### EXERCISE BRIEF
Every entry has to be restated word for word.

----- SUPPLIED RECORDS

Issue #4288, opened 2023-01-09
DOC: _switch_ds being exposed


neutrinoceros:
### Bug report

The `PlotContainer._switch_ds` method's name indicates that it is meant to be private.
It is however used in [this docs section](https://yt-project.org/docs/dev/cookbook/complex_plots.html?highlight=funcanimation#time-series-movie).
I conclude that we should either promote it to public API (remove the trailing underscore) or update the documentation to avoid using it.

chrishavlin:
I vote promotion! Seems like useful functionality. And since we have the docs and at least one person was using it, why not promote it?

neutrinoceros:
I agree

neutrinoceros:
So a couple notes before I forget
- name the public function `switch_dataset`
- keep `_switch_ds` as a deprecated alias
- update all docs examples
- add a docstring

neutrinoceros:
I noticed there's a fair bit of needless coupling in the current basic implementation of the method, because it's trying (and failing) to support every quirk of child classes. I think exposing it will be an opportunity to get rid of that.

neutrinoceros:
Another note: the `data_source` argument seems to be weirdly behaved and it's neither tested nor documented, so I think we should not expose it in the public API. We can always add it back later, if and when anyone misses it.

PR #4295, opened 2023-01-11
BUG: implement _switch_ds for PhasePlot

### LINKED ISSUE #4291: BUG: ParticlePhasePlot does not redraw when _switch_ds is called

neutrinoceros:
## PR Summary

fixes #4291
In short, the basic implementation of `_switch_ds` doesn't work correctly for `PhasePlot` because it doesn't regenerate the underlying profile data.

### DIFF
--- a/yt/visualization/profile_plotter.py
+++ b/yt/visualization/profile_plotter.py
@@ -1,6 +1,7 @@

----------

### TASK SOLUTION
Issue #4288, opened 2023-01-09
DOC: _switch_ds being exposed


neutrinoceros:
### Bug report

The `PlotContainer._switch_ds` method's name indicates that it is meant to be private.
It is however used in [this docs section](https://yt-project.org/docs/dev/cookbook/complex_plots.html?highlight=funcanimation#time-series-movie).
I conclude that we should either promote it to public API (remove the trailing underscore) or update the documentation to avoid using it.

chrishavlin:
I vote promotion! Seems like useful functionality. And since we have the docs and at least one person was using it, why not promote it?

neutrinoceros:
I agree

neutrinoceros:
So a couple notes before I forget
- name the public function `switch_dataset`
- keep `_switch_ds` as a deprecated alias
- update all docs examples
- add a docstring

neutrinoceros:
I noticed there's a fair bit of needless coupling in the current basic implementation of the method, because it's trying (and failing) to support every quirk of child classes. I think exposing it will be an opportunity to get rid of that.

neutrinoceros:
Another note: the `data_source` argument seems to be weirdly behaved and it's neither tested nor documented, so I think we should not expose it in the public API. We can always add it back later, if and when anyone misses it.

PR #4295, opened 2023-01-11
BUG: implement _switch_ds for PhasePlot

### LINKED ISSUE #4291: BUG: ParticlePhasePlot does not redraw when _switch_ds is called

neutrinoceros:
## PR Summary

fixes #4291
In short, the basic implementation of `_switch_ds` doesn't work correctly for `PhasePlot` because it doesn't regenerate the underlying profile data.

### DIFF
--- a/yt/visualization/profile_plotter.py
+++ b/yt/visualization/profile_plotter.py
@@ -1,6 +1,7 @@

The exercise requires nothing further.